L’Arcadette

Ce mois-ci, nous vous pro­po­sons un son­net de Re­née Ri­vière ; merci à elle pour cette con­tri­bu­tion :


Ode à ma petite sœur

Tu chantonnais, les pieds par les flaques souillées,
Les Matelots du Ciel luisaient dans le Canal
Que tu rêvais, au creux de tes phases anales –
Ah là, là, la saison splendide ! C’était l’Été.

Tes petites culottes étaient de coton doux,
Poupée barbie dorée, tu fourrais dans ta bourse
Des Œufs.
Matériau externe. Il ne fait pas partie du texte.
PR #1363, opened 2018-03-22
[wdio-config] Lock maxInstance to 1 for selenium/hub:3:11:0-anatomy

emilyrohrbough:
### Summary
Selenium released [3.11.0-anatomy](https://github.com/SeleniumHQ/docker-selenium/releases/tag/3.11.0-antimony) 03/11/18. 

Locally when using `selenium/hub:3.11.0-anatomy` the ChromeDriver instances were not being closed/cleaned as expected when using `wdio.maxInstances > 1`. We have not seen this error in Travis, because we were toggling `maxInstances` to be 1 with the `process.env.CI`varaible, where as locally `maxInstances`  is set to 5. This sets `maxInstances = 1` until this issue is resolved. 

This is being tracked in terra-toolkit. See https://github.com/cerner/terra-toolkit/issues/57

### DIFF
--- a/wdio.conf.js
+++ b/wdio.conf.js
@@ -19,8 +19,7 @@ const config = {
   baseUrl: `http://${localIP.address()}:${webpackPort}`,
   specs,
 
-  // Travis only has 1 browser instace, set maxInstances to 1 to prevent timeouts
-  maxInstances: process.env.CI ? 1 : wdioConf.config.maxInstances,
+  maxInstances: 1,
   seleniumDocker: {
     enabled: !process.env.TRAVIS,
   },
--- a/wdio.conf.js
+++ b/wdio.conf.js
@@ -19,7 +19,6 @@ const config = {
   baseUrl: `http://${localIP.address()}:${webpackPort}`,
   specs,
 
-  maxInstances: 1,
   seleniumDocker: {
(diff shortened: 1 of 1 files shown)


wdio.conf.js
```diff
@@ -19,8 +19,7 @@ const config = {
   baseUrl: `http://${localIP.address()}:${webpackPort}`,
   specs,
 
-  // Travis only has 1 browser instace, set maxInstances to 1 to prevent timeouts
-  maxInstances: process.env.CI ? 1 : wdioConf.config.maxInstances,
+  maxInstances: 1,
```
mjhenkes: can we put this change in toolkit?

emilyrohrbough: Yes. should i make the change there? & remove maxInstances from our config?

mjhenkes: Yeah, lets do that. If we want to handle max instances again after this bug is fixed, we should handle it from toolkit.

emilyrohrbough:
Per @mjhenkes request, made this change in toolkit https://github.com/cerner/terra-toolkit/pull/71 and will be remove `maxInstance` from the repo configs.

emilyrohrbough:
Note...We will need to wait for toolkit release to tests to pass in travis.

PR #1350, opened 2018-03-15
Enhancing Internationalization Support

emilyrohrbough:
### Summary
Resolves #1327 

This PR: 
* Implements locale fallback pattern in translations and locale loaders. Fallback pattern of try regional locale then base locale then en lastly throw error if none provided. Resolves #854
* Aggregate-translations pre-build tool to aggregate translations and build dynamic intlLoader and translationLoader modules that are configured for the specified locales. This tool is offered as a CLI script and as a setup function. Resolves #1247
* Open up the i18nLoader restrictions such that non-terra-supported locales will load.
* Only loads the specified aggregated-translation locales. Resolves #855

Thanks for contributing to Terra. 
@cerner/terra

PR #1367, opened 2018-03-23
Terra Action Header

### LINKED ISSUE #1315: ActionHeader Port from clinical
# Summary
There exists an action header in the terra-clinical repo already. We would like to push this into terra-core and deprecate the clinical package. To make upgrading easiest, we would like to try to maintain the api for passivity.

# Existing Props
| Prop | Type  |  Required |   Default |  Description 
|------|------|-------------|--------|-------------
| `title` | string | optional | `undefined` | Text to be displayed as the title in the header bar
|`level` | number | optional |  `1` |  Sets the heading level. One of `1`, `2`, `3`, `4`, `5`, `6`. (**ADDED**) 
| `onClose`  | func | optional | `undefined` | Callback function for when the close button is clicked. The back button will not display if this is not set. On small viewports a back button will be displayed instead of a close button when a separate onBack callback is not set.
| `onBack`  | func | optional | `undefined` | Callback function for when the back button is clicked. The back button will not display if this is not set.
| `onMaximize`   | func | optional | `undefined` | Callback function for when the expand button is clicked. The expand button will not display if this is not set or on small viewports. Only the expand button will be rendered if onMaximize and onMinimize are set.
| `onMinimize`   | func | optional | `undefined` | Callback function for when the minimize button is clicked. The minimize button will not display if this is not set or on small viewports. Only the expand button will be rendered if both onMaximize and onMinimize are set.
| `onNext`   | func | optional | `undefined` | Callback function for when the next button is clicked. The previous-next button group will not display if neither this or onPrevious are set.
| `onPrevious`   | func | optional | `undefined` | Callback function for when the previous button is clicked. The previous-next button group will not display if neither this or onNext are set.
| `keepCloseButton`  | bool | optional | `undefined` | A Boolean indicating if close button should be displayed on small viewports when separate onBack callback is not set.
| `children`   | element | optional | `undefined` | Child element to be displayed on the right end of the header. This is intended to be used with the CollapsibleMenuView.

# Changes
* Currently the back button, and the expand/collapse buttons appear to be mutually exclusive as they share the same spot and change based off screen size https://github.com/cerner/terra-clinical/blob/master/packages/terra-clinical-action-header/src/ActionHeader.jsx#L129 . They will no longer be mutually exclusive as the back button, and expand/collapse will now be in 2 different sockets.
* The existing action header uses functions specific to each special button (maximize, minimize, next, previous) to determine if they should be shown. These props will be kept for passivity, but it will be documented that they will be removed in the next major release, and instead the consumer should be passing them into their collapsible menu as children.
* Button styles have been changed to utility 
* @mjhenkes  , we discussed with @neilpfeiffer, and he thought we should put the buttons from legacy function props in their same existing position (between the back button and title) for now.

# How to deprecate the props
Seen here, https://discuss.reactjs.org/t/proposal-add-isdeprecated-to-react-proptypes/4037 something like this would work

```js
import React from 'react';

class Component extends React.Component {
  render() {
    const {oldProp, newProp} = this.props;
    if (process.env.NODE_ENV !== 'production' && typeof oldProp !== 'undefined') {
      console.warn('oldProp is deprecated, use newProp instead');
    }
    ...
  }
}
```
React chose not to add an isDeprecated function for prop-types https://github.com/facebook/react/pull/6357 . Dan Abramov did make a package for this https://github.com/Aweary/react-is-deprecated but its not worth pulling in

# Questions
* Do the buttons' icon need to be themable? I'm assuming atleast some of them do since I see a vertical ... and a horizontal version in different spots. 
* Digging in more now, I see ActionHeader has a dependency on the terra-clinical-header. Is this also a component we want ported over directly (I don't see anything about it in callouts)? I assume we don't want a dependency from core -> clinical. We could probably get most of the functionality we need utilizing arrange, heading, and truncating the text.

ChaseSinclair:
### Summary
The terra-action-header component is a header bar that contains sockets for placing actionable items such as buttons and hyperlinks.

[Deployment Link](https://terra-core-deployed-pr-1367.herokuapp.com/static/#/site/components/site/action-header/index)

Fixes #1315.


packages/terra-action-header/examples/test-examples/BackActionHeader.example.jsx
```diff
@@ -0,0 +1,14 @@
...
+import React from 'react';
+import { IntlProvider } from 'react-intl';
+import ActionHeader from '../../lib/ActionHeader';
+
+import messages from '../../translations/en-US.json';
+
+const locale = 'en-US';
+
+export default () => (
+  <IntlProvider locale={locale} messages={messages}>
```
emilyrohrbough: You should be able to remove this `IntlProvider` wrapper on these examples. Terra-dev-site now wraps each page in Base which provides this for us. Before these pages were standalone, which is why our current examples wrap with `IntlProvider` or `Base`

This also means you can drop the locale and messages form this example

packages/terra-action-header/package.json
```diff
@@ -0,0 +1,51 @@
...
+    "compile:clean": "rimraf lib",
+    "compile:build": "babel src --out-dir lib --copy-files",
+    "lint": "npm run lint:js && npm run lint:scss",
+    "lint:js": "eslint --ext .js,.jsx . --ignore-path ../../.eslintignore",
+    "lint:scss": "stylelint src/**/*.scss",
+    "test": "npm run test:jest && npm run test:wdio",
+    "test:jest": "jest ./tests/jest/* --config ../../jestconfig.json",
+    "test:wdio": "wdio ../../wdio.conf.js"
+  },
+  "devDependencies": {
```
emilyrohrbough: We should be able to drop this dependency. See my comment above.

packages/terra-action-header/README.md
```diff
@@ -0,0 +1,25 @@
+# Terra Action Header
+
+
+[![NPM version](http://img.shields.io/npm/v/terra-action-header.svg)](https://www.npmjs.org/package/terra-action-header)
+[![Build Status](https://travis-ci.org/cerner/terra-core.svg?branch=master)](https://travis-ci.org/cerner/terra-core)
+
+The terra-action-header component is a header bar that contains sockets for placing actionable items such as buttons and hyperlinks.
```
emilyrohrbough: > contains sockets 

This should probably updated. The props do not indicate there are sockets in this component.

packages/terra-action-header/src/ActionHeader.jsx
```diff
@@ -0,0 +1,148 @@
...
+    backButtonSmall = backButton;
+  }
+
+  const leftButtonsDefault = (
+    <div className={cx('left-buttons')}>
+      {backButton}
+    </div>
+  );
+
+  const rightButtonsDefault = (
```
emilyrohrbough: Lets check if `closeButton` is null, otherwise we are adding an empty 'right-buttons' div

packages/terra-action-header/src/ActionHeader.jsx
```diff
@@ -0,0 +1,148 @@
...
+      title={title}
+      endContent={rightButtonsDefault}
+      level={level}
+    >
+      {children}
+    </ActionHeaderContainer>
+  );
+
+  const smallActionHeader = (
+    <ActionHeaderContainer
```
emilyrohrbough: Is this an internal component expected to only be used by ActionHeader? If so, lets update the file  name to be `_ ActionHeaderContainer` the `_` indicates it is an internal component.

packages/terra-action-header/README.md
ChaseSinclair: Rephrased [here](https://github.com/cerner/terra-core/commit/b1e09f51f44a1123922961a673cc07c9e2925f33).

packages/terra-action-header/src/ActionHeader.jsx
ChaseSinclair: Updated to check for null on both close and back buttons [here](https://github.com/cerner/terra-core/commit/b1e09f51f44a1123922961a673cc07c9e2925f33).

packages/terra-action-header/src/ActionHeader.jsx
ChaseSinclair: It's internal only. Updated [here](https://github.com/cerner/terra-core/commit/b1e09f51f44a1123922961a673cc07c9e2925f33).

packages/terra-action-header/README.md
```diff
@@ -0,0 +1,25 @@
+# Terra Action Header
+
+
+[![NPM version](http://img.shields.io/npm/v/terra-action-header.svg)](https://www.npmjs.org/package/terra-action-header)
+[![Build Status](https://travis-ci.org/cerner/terra-core.svg?branch=master)](https://travis-ci.org/cerner/terra-core)
+
+The terra-action-header component is a header bar containing a title and optional actionable items.
```
JakeLaCombe: I feel like for the description, we can add a small subset of examples it items

    actionable items, such as links and buttons.

packages/terra-action-header/src/ActionHeader.jsx
```diff
@@ -0,0 +1,132 @@
...
+   */
+  keepCloseButton: PropTypes.bool,
+  /**
+   * Child element to be displayed on the right end of the header.
+   */
+  children: PropTypes.element,
+};
+
+const defaultProps = {
+  title: '',
```
JakeLaCombe: I think it's better to make the title undefined as opposed to an empty string to default, unless we noted in a tech design or decision document.

packages/terra-action-header/src/ActionHeader.jsx
```diff
@@ -0,0 +1,132 @@
...
+  /**
+   * Text to be displayed as the title in the header bar.
+   */
+  title: PropTypes.string,
+  /**
+   * Optionally sets the heading level. One of `1`, `2`, `3`, `4`, `5`, `6`. Default `level=1`.
+   */
+  level: PropTypes.oneOf([1, 2, 3, 4, 5, 6]),
+  /**
+   * Callback function for when the close button is clicked. The back button will not display if this is not set.
```
JakeLaCombe: We probably should clean up the documentation for the onClose, onBack and keepCloseButton features. Let me see what suggestion I can help with, but it feels like you have to do a scavenger hunt to determine if you will see a back button or not

packages/terra-action-header/package.json
ChaseSinclair: Removed [here](https://github.com/cerner/terra-core/commit/899ef844b8d2ed926f0df690f13e3b97417e8590).

packages/terra-action-header/examples/test-examples/BackActionHeader.example.jsx
ChaseSinclair: Removed [here](https://github.com/cerner/terra-core/commit/899ef844b8d2ed926f0df690f13e3b97417e8590).

packages/terra-action-header/README.md
ChaseSinclair: Updated [here](https://github.com/cerner/terra-core/commit/5b230102a59e8b12ddab3baf4971a109535b0884).

packages/terra-action-header/src/ActionHeader.jsx
ChaseSinclair: Updated [here](https://github.com/cerner/terra-core/commit/5b230102a59e8b12ddab3baf4971a109535b0884).

packages/terra-action-header/src/ActionHeader.jsx
ChaseSinclair: Glad you caught this. I removed the text "The back button will not display if this is not set." as it was inaccurate [here](https://github.com/cerner/terra-core/commit/5b230102a59e8b12ddab3baf4971a109535b0884).

packages/terra-action-header/src/ActionHeader.scss
```diff
@@ -0,0 +1,15 @@
+local {
```
msaikaushik1992: Shouldn't this be " :local { " to make the styles local to this file?

packages/terra-action-header/tests/jest/ActionHeader.test.jsx
```diff
@@ -0,0 +1,84 @@
...
+        <ActionHeader title="Action Header" level={3} />
+      </IntlProvider>,
+    );
+    expect(actionHeader).toMatchSnapshot();
+  });
+
+  it('should render an action header with custom button and title', () => {
+    const actionHeader = shallow(
+      <IntlProvider locale={locale} messages={messages}>
+        <ActionHeader title="Action Header" >
```
dylan-sftwr: nit: don't need the space before the closing arrow

packages/terra-action-header/tests/wdio/action-header-spec.js
```diff
@@ -0,0 +1,130 @@
...
+        '--terra-action-header-background-color': '#551A8B',
+        '--terra-action-header-border-bottom': '1px solid #00FF00',
+        '--terra-action-header-border-left': '1px solid #00FF00',
+        '--terra-action-header-border-right': '1px solid #00FF00',
+        '--terra-action-header-border-top': '1px solid #00FF00',
+        '--terra-action-header-box-shadow': '0 1px 0 0 #FF8C00',
+        '--terra-action-header-font-color': '#4682B4',
+        '--terra-action-header-font-family': 'Roboto',
+        '--terra-action-header-font-size': '0.5rem',
+        '--terra-action-header-padding': '0.714rem',
```
dylan-sftwr: how is this working? it looks like we're just setting the padding to the [default value](https://github.com/cerner/terra-core/blob/terra-action-header/packages/terra-action-header/src/ActionHeaderContainer.scss#L11)?

I thought we were supposed to be setting them to random values to see if they took, but I could be wrong

packages/terra-site/src/App.jsx
```diff
@@ -0,0 +1,246 @@
+/* eslint-disable import/no-extraneous-dependencies */
```
dylan-sftwr: do we need this file, Index, or TestLinks?

packages/terra-action-header/src/ActionHeader.scss
ChaseSinclair: These styles weren't being used anyways. Removed [here](https://github.com/cerner/terra-core/commit/728d4f722bd7854c04324e910d74905c72737db1).

packages/terra-action-header/src/ActionHeader.jsx
```diff
@@ -0,0 +1,115 @@
...
+const defaultProps = {
+  title: undefined,
+  level: 1,
+  onClose: undefined,
+  onBack: undefined,
+  keepCloseButton: false,
+  children: undefined,
+};
+
+const contextTypes = {
```
yuderekyu: Once `terra-base` has been updated to expose `injectIntl`, we should use that instead of context for translations.

packages/terra-action-header/tests/wdio/action-header-spec.js
ChaseSinclair: Good catch. Updated [here](https://github.com/cerner/terra-core/commit/50aed7a03dfe93b7dbe24a445f1395e38303e52a).

packages/terra-action-header/tests/jest/ActionHeader.test.jsx
ChaseSinclair: Fixed [here](https://github.com/cerner/terra-core/commit/50aed7a03dfe93b7dbe24a445f1395e38303e52a).

packages/terra-site/src/App.jsx
ChaseSinclair: These were added by mistake during a rebase. Removed [here](https://github.com/cerner/terra-core/commit/b6399f6704e36e5495678f8832b516bc88328f3e).

packages/terra-action-header/src/ActionHeaderContainer.scss
```diff
@@ -0,0 +1,61 @@
...
+
+  .title-container {
+    height: 100%;
+    left: 0;
+    position: relative;
+    top: 0;
+    width: 100%;
+  }
+
+  .title {
```
yuderekyu: Do we also need line height as a themeable variable here?

packages/terra-action-header/src/ActionHeader.jsx
```diff
@@ -0,0 +1,115 @@
...
+  ...customProps }, {
+  intl,
+}) => {
+  const attributes = { ...customProps };
+  const backText = intl.formatMessage({ id: 'Terra.actionHeader.back' });
+  const closeText = intl.formatMessage({ id: 'Terra.actionHeader.close' });
+
+  const isCloseButtonAllowedOnSmallViewport = !(onClose && !onBack && !keepCloseButton);
+
+  const closeButton = onClose ? <Button variant="utility" isIconOnly icon={<IconClose />} text={closeText} onClick={onClose} /> : null;
```
yuderekyu: We should use the exported variants for the `variant` prop - `Button.Opts.Variants.UTILITY`

packages/terra-action-header/src/ActionHeaderContainer.scss
```diff
@@ -0,0 +1,62 @@
+:local {
+  .flex-header {
+    background-color: var(--terra-action-header-background-color, #fff);
+    border-bottom: var(--terra-action-header-border-bottom, 1px solid #1c1f21);
```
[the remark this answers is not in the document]
ChaseSinclair: Created a variable for this [here](https://github.com/cerner/terra-core/commit/9d712b84517806e8baa091e2dd1af61871936efc).

packages/terra-action-header/src/ActionHeaderContainer.scss
ChaseSinclair: Allowing the line height to be changed would allow for the consumer to break vertical centering on the title. Do we want to allow that?

packages/terra-action-header/src/ActionHeader.jsx
ChaseSinclair: Updated [here](https://github.com/cerner/terra-core/commit/6acfffda95af640e71096233a71f1ddac51f99f5).

packages/terra-action-header/src/ActionHeader.jsx
ChaseSinclair: Is that a part of #1350?

emilyrohrbough: No this is a PR coming soon by @tbiethman

packages/terra-action-header/src/ActionHeader.jsx
```diff
@@ -0,0 +1,115 @@
...
+   * Text to be displayed as the title in the header bar.
+   */
+  title: PropTypes.string,
+  /**
+   * Optionally sets the heading level. One of `1`, `2`, `3`, `4`, `5`, `6`. Default `level=1`.
+   */
+  level: PropTypes.oneOf([1, 2, 3, 4, 5, 6]),
+  /**
+   * Callback function for when the close button is clicked.
+   * On small viewports a back button will be displayed instead of a close button when a separate onBack callback is not set.
```
JakeLaCombe: I think this needs cleanup as well. Instead of saying a back button will be displayed, can we instead say "On small viewports, this will be triggered by a back button if onBack is not set."

packages/terra-action-header/src/ActionHeader.jsx
```diff
@@ -0,0 +1,115 @@
...
+import IconClose from 'terra-icon/lib/icon/IconClose';
+import ResponsiveElement from 'terra-responsive-element';
+import 'terra-base/lib/baseStyles';
+import ActionHeaderContainer from './_ActionHeaderContainer';
+
+const propTypes = {
+  /**
+   * Text to be displayed as the title in the header bar.
+   */
+  title: PropTypes.string,
```
dm123455: not required?

packages/terra-action-header/src/ActionHeader.jsx
```diff
@@ -0,0 +1,115 @@
...
+  /**
+   * Optionally sets the heading level. One of `1`, `2`, `3`, `4`, `5`, `6`. Default `level=1`.
+   */
+  level: PropTypes.oneOf([1, 2, 3, 4, 5, 6]),
```
dm123455: I know we have used prop name as level for section header, but is it not better to name it as headingLevel?

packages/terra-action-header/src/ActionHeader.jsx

En chocolat dont le cœur était l’Ourse
Et l’Étable des grands Seigneurs de Caoutchouc.

Et tu les incarnais en décollant les croûtes
Ces bons rois aux sceptres d’ambre à la voix de Prout
De praline à tes genoux ronds, Petite Sœur.

Sautillant, princesse en ces terres fantastiques
Comme un Navire, tu jouais à l’Élastique !
Tu ne semblais pas voir que vieillirait ton cœur.

Renée Rivière

Conte d’ici – Le centre-ville

La Mélancolie du coursier Uber

Dans un pays aux iné­ga­li­tés crois­san­tes, en un siè­cle féru de tech­no­lo­gie, il était pos­si­ble de se faire li­vrer tout ce que les res­tau­rants plus ou moins pro­ches pro­po­saient à leurs tables. Il suf­fi­sait d’en faire la de­mande sur une pla­te­forme nu­mé­ri­que.

Aux heu­res des re­pas, de jeu­nes cy­clis­tes s’at­trou­paient sur les pla­ces et dans les rues des quar­tiers com­mer­çants, près des snacks et des bras­se­ries. Ils at­ten­daient, un peu ab­sents, qu’une course leur soit con­fiée.

Ces tra­vail­leurs étaient des tâ­che­rons ; le temps perdu entre deux li­vrai­sons ne leur était pas payé, de sorte qu’ils ga­gnaient une mi­sère.

Les ri­ches ci­ta­dins se ré­ga­laient à loisir. Comme leurs com­man­des ar­ri­vaient à vélo, ils étaient heu­reux de faire un geste pour la pla­nète.

Un jour d’été nu­a­geux, un cour­sier écri­vit ce po­è­me :

Le centre-ville est maussade
Comme une vie sans espoir ;
À l’horizon se dessinent
Deux burgers et trois sushis.

T. C.

Les Quatre Saisons

Ariette

Je marche dans la neige
Et je ferme les yeux
Sur le jour qui s’achève
En mon cœur amoureux

Là s’élèvent au ciel bleu
Des perdrix et des roses
L’effluve de tes yeux
Enivre chaque chose

Ce monde d’espoirs fous
Qui s’envole en fumée
Est l’unique séjour
De mon cœur grand brûlé

Écoute les pleurs drus
Ô morveux de mon cœur
Qui sèment sous les nues
Le déchet de mes heures
Et se perdent éperdus

T. C.

Allure de marche

Ce mois-ci, nous vous pro­po­sons une nou­velle suite de haï­kus de Marie-Catherine Be­lu­che ; merci à elle pour cette con­tri­bu­tion :


Un flot sur la berge
Les coureurs, comme le fleuve,
Songent-ils à la mer ?



Des bourgeons déjà !
Le théâtre est au spectacle1
Voir fleurir les magnolias



Février venu
Ils ne percent plus la neige
Les premiers crocus



En rythme binaire
La rue Soulary2 résonne
Marches matinales



Au pied du sapin
Un écureuil dans la ouate
Bondit en silence

Marie-Catherine Beluche


1. À Lyon, le par­vis du thé­â­tre des Cé­les­tins est garni de ma­gno­lias. (Note de l’Au­trice.)
2. Avec plus de 400 mar­ches, la rue Jo­sé­phin Sou­lary pos­sède un des plus longs es­ca­liers lyon­nais, per­met­tant de re­lier le pla­teau de la Croix-Rousse et les bords du Rhône joux­tant le parc de la Tête d’Or. (Note de l’Au­trice.)